Generating a single domain CSR for SSL
This is for only a single domain, like www.websiteurl.com. So, all we need to do is open Terminal and enter the following command:
openssl req -new -newkey rsa:2048 -nodes -keyout private.key -out generated.csr
After pressing enter, you’ll be prompted with the following:
- Country Name (2 letter code)
Use your 2 char country code (USA is US, India is IN, UAE is AE etc.)
- State or Province Name (full name)
State in which your org is in… Dubai, Texas, Maharashtra etc.
- Locality Name (eg, city)
- Organization Name (eg, company)
Company name — usually this has to be the same as the domain. E.g. if you’re making a CSR for Nike, the organization name should have Nike in it.
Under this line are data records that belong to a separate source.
PR #187, opened 2021-03-02
[FIX] stock_reception_screen: last line received with button "Next Pack"

carlosserratoro:
Fixes a crash that appeared when there were several lines to
pick and the last one was packed with the button "Next Pack".
For the case in which no more moves were waiting, there was
an assertion that was activated.

A test has been added to check this scenario. Because of the
test added, some refactoring in the file for tests has been done.

### DIFF
--- a/stock_reception_screen/models/stock_reception_screen.py
+++ b/stock_reception_screen/models/stock_reception_screen.py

- Organizational Unit Name (eg, section)
Your team in the organization. Could be “IT dept”, “Product Team” etc.
- Common Name (eg, fully qualified host name)
Domain name. In our case, websiteurl.com.
- Email Address
Your email address — try to use your official email id here.
Leave it blank.
After this, your screen should be like this:
A simple ls -l will show you the folder contents. You’ll find a ‘generated.csr’ file, which you’ll need to upload to the SSL provider to generate the final certificate. The private.key will have to be uploaded eventually to the server where you’ll install the certificate.
Generating a wildcard domain CSR for SSL
Follow the above steps, but when you specify the ‘Common Name’, enter *.websiteurl.com.
Note that your wildcard SSL will not support multiple sub-domains, i.e., the SSL certificate will verify bar.websiteurl.com but not foo.bar.websiteurl.com. That’s the issue with wildcard SSLs — they say wildcard, but really it’s only one level down.
Generating a SAN CSR for SSL
This requires a little bit of work. Follow each step, strictly.
Step 1 — Create a configuration file
To create a .conf file, first create a new folder. Open Terminal:
$ mkdir san
$ cd san
$ touch ssl.conf
$ open -a TextEdit ssl.conf
A file would have opened in TextEdit. Enter the values below:
[ req ]
default_bits = 4096
distinguished_name = req_distinguished_name
req_extensions = req_ext[ req_distinguished_name ]
countryName = AE
countryName_default = AE
stateOrProvinceName = Dubai
stateOrProvinceName_default = Dubai
localityName = Dubai
localityName_default = Dubai
organizationName = YourOrganizationName
organizationName_default = YourOrganizationName
commonName = websiteurl.com
commonName_max = 64
commonName_default = websiteurl.com[ req_ext ]
subjectAltName = @alt_names[alt_names]
DNS.1 = websiteurl.com
DNS.2 = www.websiteurl.com
DNS.3 = foo.websiteurl.com
DNS.4 = bar.foo.websiteurl.com
DNS.5 = websiteurl.net
DNS.6 = foo.websiteurl.net
DNS.7 = bar.websiteurl.net
- SAN certificates cover more than just your domain. You can add other domains, up to a max of 250. Use the DNS.# to add all possible domains & sub-domains.
- The common name (CN) is the main domain you want to verify. Ensure that this domain is also under [alt_names] (DNS.#).
Save this file.
Step 2 — Generate private key
Go back to your terminal and enter the following (making sure you’re in the right directory):
$ openssl genrsa -out private.key 4096
This generates the private.key for you.
Step 3 — Generate CSR
Time to generate the CSR:
$ openssl req -new -sha256 -out private.csr -key private.key
Again, you’ll get the same options as earlier. Since your ssl.conf has the values already setup, keep pressing enter.
The CSR (private.csr) will now be generated.
Verification of CSR
If you get a CSR from some other team, before you pass it on, do take some time to verify it. Use — https://www.sslshopper.com/csr-decoder.html. This is the information you’ll see:
Essential to note the Common Name & the Subject Alternative Name (for SAN) — making sure that the SAN has the Common Name in it.
For a single SSL:
And that’s that!
Thank you for reading. Do note that this isn’t the technical version of the process — you might have errors due to some specific SSL generation request that might require some specific requirements. Consult your nearest developer!